The executive director of the union's state council, Terry Cavanagh, said organizers targeted races intelligently and aggressively.
"We don't get involved unless we can get behind a candidate who was viable," he said. "We knew we could make a difference, and we worked very hard to be that difference."
Clearly, other factors played a role in each race. Union organizers had their eye on Della since he voted against a smoking ban. But they backed challenger Bill Ferguson only after the candidate had shored up local money from developers and backing from Baltimore City Council members.
Conservatives celebrated Shank's victory over Munson. Shank's agenda includes opting the state out of President Barack Obama's health care overhaul and allowing local law enforcement officers to check immigration status when making routine stops.

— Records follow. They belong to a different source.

PR #6661, opened 2025-02-07
cts: check if clock edge is nullptr

gadfort:
This might indicate an issue with the design, but it looks like we need to check the return to avoid segfaulting


maliberty (approved):

maliberty:
It would be interesting to understand what triggers this condition and flag it more clearly.

PR #6662, opened 2025-02-07
rsz: if no layers or orientation are specifeid consider bot H & V resistance for clk wires

arthurjolo:
As mentioned in [#6651]( https://github.com/The-OpenROAD-Project/OpenROAD/discussions/6651#discussioncomment-12083425), the resistance for clk wires when there is no layer or orientation provided always uses horizontal resistance. It should consider also the vertical resistance, like it is done for clk wire capacitance.


maliberty:
The code change is fine but its worth a secure CI

arthurjolo:
CI is passing, only the calibre run was aborted but I believe it was the same errors we've been having for a while.

maliberty (approved):

PR #6663, opened 2025-02-07
meta: Fixes memory leaks in odb and dbsta

QuantamHD:


maliberty:
Ready for review?  If so, @eder-matheus please review

eder-matheus:
@QuantamHD We have failures in the unit tests, but something is off. When running the tests with the `./regression` script of each tool, the tests fail. But when running the specific test using the openroad binary, like `openroad constant1.tcl`, the test works properly.

QuantamHD:
@eder-matheus The memory management was super weird, and tbh I really don't know how it was working before. I removed dbReadVerilog in favor of giving the OpenROAD object the sole lifetime control of the VerilogReader. I think the code is better now, and it should be leak free.

eder-matheus (approved):

eder-matheus:
> @eder-matheus The memory management was super weird, and tbh I really don't know how it was working before. I removed dbReadVerilog in favor of giving the OpenROAD object the sole lifetime control of the VerilogReader. I think the code is better now, and it should be leak free.

@QuantamHD thanks for this update. It's really much better now.

PR #6666, opened 2025-02-07
rsz/odb: check for mergeNet success before removing buffer

gadfort:
Fixes remove_buffers failing with dont_touch set

Changes:
- mergeNet checks if iterm insts are marked dontTouch and return before making modifications to the design if any are set.
- removeBuffers will not remove a buffer is the net fails to be merged

### DIFF
--- a/src/odb/include/odb/db.h
+++ b/src/odb/include/odb/db.h
@@ -2867,7 +2867,7 @@ class dbNet : public dbObject
   ///
   /// Merge the iterms and bterms of the in_net with this net
   ///
-  void mergeNet(dbNet* in_net);
+  bool mergeNet(dbNet* in_net);
 
   dbSet<dbGuide> getGuides() const;
 
--- a/src/odb/src/db/dbNet.cpp
+++ b/src/odb/src/db/dbNet.cpp
@@ -3238,21 +3238,29 @@ dbNet* dbNet::getValidNet(dbBlock* block_, uint dbid_)
   return (dbNet*) block->_net_tbl->getPtr(dbid_);
 }
 
-void dbNet::mergeNet(dbNet* in_net)
+bool dbNet::mergeNet(dbNet* in_net)
 {
   _dbNet* net = (_dbNet*) this;
   _dbBlock* block = (_dbBlock*) net->getOwner();
-  for (auto callback : block->_callbacks) {
-    callback->inDbNetPreMerge(this, in_net);
+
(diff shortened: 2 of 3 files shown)


src/odb/include/odb/db.h
```diff
@@ -2867,7 +2867,7 @@ class dbNet : public dbObject
   ///
   /// Merge the iterms and bterms of the in_net with this net
   ///
-  void mergeNet(dbNet* in_net);
+  bool mergeNet(dbNet* in_net);
```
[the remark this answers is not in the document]
gadfort: unrelated

src/odb/src/db/dbNet.cpp
```diff
@@ -3238,21 +3238,29 @@ dbNet* dbNet::getValidNet(dbBlock* block_, uint dbid_)
...
+      return false;
+    }
+  }
+
+  for (auto callback : block->_callbacks) {
+    callback->inDbNetPreMerge(this, in_net);
   }
 
   for (dbITerm* iterm : iterms) {
+    iterm->disconnect();
```
maliberty, line 3263: not necessary as connect auto-disconnects

maliberty (approved):

src/odb/src/db/dbNet.cpp
gadfort: both iterm and bterm just call `disconnect()`:
```
  if (iterm->_mnet != 0) {
    disconnect();
  }
```
the mergeNet code is the same with:
```
disconnect()
connect(this)
```
or
```
connect(this)
```

andyfox-rushc: Correct.  But note that connect is subtly killing the hierarchical net (which won't show up in your test) and might be a source of bugs. 

Perhaps it is better to use your original pattern (1) disconnect then (2) connect. 

That way it is clear in the code that the hierarchical net needs to be saved and reconnected. So the pattern becomes:

dbModNet* hier_net = iterm -> getModNet()...
iterm -> disconnect() <-- explicity disconnect the pin (nothing on iterm)
iterm -> connect(new_db_net) <-- explicitly connect the flat net
-- if desired to preserve the hierarchical net (usually we move them around).
iterm -> connect(hier_net)...

maliberty: Disconnect needs to handle hierarchy - it doesn't matter whether it is called explicitly or implicitly.

PR #6667, opened 2025-02-07
Remove odb's isSequential for DFT code

fgaray:
I am also removing one_cell_nangate45.tcl test as it seems that it was not working as the golden logs show that no scan replacement was performed.


maliberty (approved):

maliberty:
Is the fact that the test wasn't working not indicative of a problem?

Two challengers with close ties to Gov. Robert L. Ehrlich Jr. won primaries in seats left vacant by Republicans: J.B. Jennings, an intern in Ehrlich's congressional office, won a closely contested race in Baltimore County. Joe Getty, who was policy director when Ehrlich was governor, won in a district that includes Baltimore and Carroll counties.
The Senate turnover so far does not appear to have broken any records, though more incumbents could lose in the general election. The highest turnover in recent history came in 1994, when 20 new members joined the body, according to the Department of Legislative Services. The lowest recent turnover was in 1998 when only seven members were new.
The House of Delegates saw proportionally far less action Tuesday. More incumbents survived primaries this year than four years ago — a feat that House Speaker Michael E. Busch called remarkable, given the number of competitive races.